→ Task instructions
The expected output is exactly the lines below, starting at the line with "four_mounds0000" and ending at the line with "source operator? Have", both included; no other line belongs in it.

━━━━━━━━━━━━━━━━━━━━

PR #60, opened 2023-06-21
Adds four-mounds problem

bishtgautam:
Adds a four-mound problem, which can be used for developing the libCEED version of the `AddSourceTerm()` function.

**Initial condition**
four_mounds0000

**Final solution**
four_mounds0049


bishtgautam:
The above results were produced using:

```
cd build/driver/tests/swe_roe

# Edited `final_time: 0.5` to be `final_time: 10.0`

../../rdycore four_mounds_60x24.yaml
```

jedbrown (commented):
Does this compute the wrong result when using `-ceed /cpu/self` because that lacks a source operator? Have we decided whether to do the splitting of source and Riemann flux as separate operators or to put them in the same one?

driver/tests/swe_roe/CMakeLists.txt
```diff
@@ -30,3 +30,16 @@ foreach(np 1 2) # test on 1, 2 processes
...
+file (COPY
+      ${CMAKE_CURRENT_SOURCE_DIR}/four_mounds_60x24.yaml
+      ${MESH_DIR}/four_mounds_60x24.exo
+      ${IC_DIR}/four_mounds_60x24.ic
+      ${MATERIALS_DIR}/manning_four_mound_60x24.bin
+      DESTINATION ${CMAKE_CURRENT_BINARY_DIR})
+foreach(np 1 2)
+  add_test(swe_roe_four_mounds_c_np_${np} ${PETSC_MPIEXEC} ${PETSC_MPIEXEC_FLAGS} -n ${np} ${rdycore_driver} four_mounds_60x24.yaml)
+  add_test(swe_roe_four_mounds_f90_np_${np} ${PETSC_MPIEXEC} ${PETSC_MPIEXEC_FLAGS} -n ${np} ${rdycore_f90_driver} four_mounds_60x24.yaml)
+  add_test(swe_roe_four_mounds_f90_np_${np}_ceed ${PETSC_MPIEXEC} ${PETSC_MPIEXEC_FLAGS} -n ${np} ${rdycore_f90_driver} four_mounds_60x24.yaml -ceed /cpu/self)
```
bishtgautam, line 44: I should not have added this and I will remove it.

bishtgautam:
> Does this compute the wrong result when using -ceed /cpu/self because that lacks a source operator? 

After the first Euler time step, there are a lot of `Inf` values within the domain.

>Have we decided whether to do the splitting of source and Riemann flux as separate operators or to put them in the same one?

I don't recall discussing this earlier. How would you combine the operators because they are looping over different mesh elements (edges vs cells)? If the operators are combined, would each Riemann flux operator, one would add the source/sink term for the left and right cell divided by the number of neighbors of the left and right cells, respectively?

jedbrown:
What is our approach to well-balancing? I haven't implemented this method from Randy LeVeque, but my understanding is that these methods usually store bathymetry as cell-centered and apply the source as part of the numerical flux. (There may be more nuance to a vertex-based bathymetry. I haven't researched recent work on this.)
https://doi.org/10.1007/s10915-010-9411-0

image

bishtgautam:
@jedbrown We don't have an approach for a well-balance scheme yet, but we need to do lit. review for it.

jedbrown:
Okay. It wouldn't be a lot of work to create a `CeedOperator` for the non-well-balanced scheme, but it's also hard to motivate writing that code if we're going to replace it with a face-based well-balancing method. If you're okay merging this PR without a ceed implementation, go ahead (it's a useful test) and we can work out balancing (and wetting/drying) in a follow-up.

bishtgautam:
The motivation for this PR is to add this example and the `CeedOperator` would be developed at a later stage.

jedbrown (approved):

━━━━━━━━━━━━━━━━━━━━

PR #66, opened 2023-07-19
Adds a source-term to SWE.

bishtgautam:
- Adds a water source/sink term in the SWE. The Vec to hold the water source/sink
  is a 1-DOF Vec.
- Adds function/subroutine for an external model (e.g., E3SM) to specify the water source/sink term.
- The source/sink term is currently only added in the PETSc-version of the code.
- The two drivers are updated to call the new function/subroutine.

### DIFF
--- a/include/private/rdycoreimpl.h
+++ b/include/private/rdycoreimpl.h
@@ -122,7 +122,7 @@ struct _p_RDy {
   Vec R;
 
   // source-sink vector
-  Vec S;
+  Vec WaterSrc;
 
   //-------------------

━━━━━━━━━━━━━━━━━━━━

→ Answer section
four_mounds0000

**Final solution**
four_mounds0049


bishtgautam:
The above results were produced using:

```
cd build/driver/tests/swe_roe

# Edited `final_time: 0.5` to be `final_time: 10.0`

../../rdycore four_mounds_60x24.yaml
```

jedbrown (commented):
Does this compute the wrong result when using `-ceed /cpu/self` because that lacks a source operator? Have we decided whether to do the splitting of source and Riemann flux as separate operators or to put them in the same one?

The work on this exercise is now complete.